At a spry 93 years old, the Cleveland Country Club has seen three generations of members come and go, but is still finding new ways to grow.
Since April construction crews have been busy tearing down walls, pulling out columns and resurfacing floors as the club undergoes its first major renovation in years.
“Our building is almost 100 years old. It’s 93, and so it needed some updating,” said Allyson Darling, general manager of Cleveland Country Club.
Some of those updates, like refinished greens and updated sand traps on the golf course or refinishing the tennis courts has already been completed. Others, like a redesigned swimming pool area and fitness center, are still to come.
Focusing on the social side
For now, the club is focusing on its main building with a goal of creating a new space that is less about getting in rounds of golf and more for people looking to meet and socialize.
“From a social and dining aspect, the world has changed quite a bit. It used to be about golf and tennis supported by social.
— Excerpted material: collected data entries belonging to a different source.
PR #213, opened 2026-06-24
feat: improve config provider TUI interaction

5wxwxwxw5:
## Description

- Support wrap-around navigation in provider, custom provider, and model lists (up at first item jumps to last, down at last item jumps to first)
- Add d key to delete custom models in model selection step with confirmation prompt
- Add protocol selection (anthropic/openai) to manual configuration flow and respect UseAnthropic setting in saved config
- Preserve manual protocol selection when re-entering the form
- Fix manual form input fields losing focus after returning from next step
- Use safe slice removal in removeFromSlice to avoid backing array corruption

## Type of Change

- [ ] Documentation update
- [ ] CI / Build / Tooling

## How Has This Been Tested?

image

image

image

image

image

## Checklist

- [ ] I have signed the CLA

### DIFF
--- a/cmd/opencodereview/config_cmd.go
+++ b/cmd/opencodereview/config_cmd.go
@@ -5,7 +5,6 @@ import (
 	"fmt"
 	"os"
 	"path/filepath"
-	"sort"
 	"strconv"
 	"strings"
 
@@ -381,22 +380,6 @@ func activeModelForProvider(cfg *Config, providerName string, entry ProviderEntr
 	return ""
 }
 
-func sortModelsByName(models []string) []string {
-	if len(models) < 2 {
-		return models
-	}
-	sorted := append([]string(nil), models...)
-	sort.SliceStable(sorted, func(i, j int) bool {
-		left := strings.ToLower(sorted[i])
-		right := strings.ToLower(sorted[j])
-		if left == right {
-			return sorted[i] < sorted[j]
-		}
-		return left < right
-	})
-	return sorted
-}
-
 func normalizeModelList(models []string) []string {
 	out := make([]string, 0, len(models))
 	seen := make(map[string]struct{}, len(models))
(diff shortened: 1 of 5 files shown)


lizhengfeng101:
## Code Review Findings

Hi! I spotted a few things while reviewing — please take a look and let me know if you agree they're worth addressing.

Now it’s social supported by golf and tennis,” said Phillip Higginbotham, membership director.
The updated bar, which used to hold about eight people sitting shoulder to shoulder, will hold about 20 people comfortably and will have a dining room directly behind it.
Along the back wall are a row of newly installed windows, giving a good view of the golf course behind the club.
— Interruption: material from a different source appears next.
PR #218, opened 2026-06-25
fix: increase REVIEW_FILTER_TASK and RE_LOCATION_TASK timeout from 60s to 180s

### LINKED ISSUE #208: The root cause is that certain internal sub-tasks (such as REVIEW_FILTER_TASK and RE_LOCATION_TASK) have hardcoded 60-second timeouts that override the user-provided --timeout flag. For slow local models, 60 seconds is often not enough.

“We had these very thin paneled windows that we felt obstructed the view of the golf course, and we have a great view and why are blocking it off with these windows? So, they came in and really opened it up,” said Darling.
The ballroom, which was among the first structures built for the club in 1927, is also getting some love. Plans for the room include resurfaced floors and a reframed fire place as well as new light fixtures and a more modern dividing wall between the ballroom and the bar.
Darling said the club hopes the redesigned area will be a common place for club and community gatherings once the coronavirus pandemic has ended.
“Social programming is a big deal at any club, and once we get through the pandemic our social calendar, we are putting a lot of love into it,” she said.
The outside the club has also undergone an overhaul. Gone is the old plastic railing and white columns around the rear deck. They will be replaced by a more modern design which should provider a better view of the golf course.
All of the work at the club is being done by JPS Building Group, a relatively new construction company based in Shelby.
Brandon Fitzmorris, owner of JPS Building Group, said he was grateful for the chance to work on the project.
“It’s a great project. We are honored to be a part of it and are truly grateful for it,” he said. “There’s always some challenges in renovating an older building like this, but we take it in stride.”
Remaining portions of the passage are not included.